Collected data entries
PR #3204, opened 2021-04-17
Upading cut_region docs and use tuples everywhere - fixes #3201

cphyc:
## PR Checklist

Updates a bunch of tuple access to always use the `data[("foo", "bar")]` syntax and update the cut_region doc to use tuples throughout.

Your goal
Beginning at the line with "Upading cut_region docs" and ending at the last line of the entries, print every line exactly.

Task answer
Upading cut_region docs and use tuples everywhere - fixes #3201

cphyc:
## PR Checklist

Updates a bunch of tuple access to always use the `data[("foo", "bar")]` syntax and update the cut_region doc to use tuples throughout.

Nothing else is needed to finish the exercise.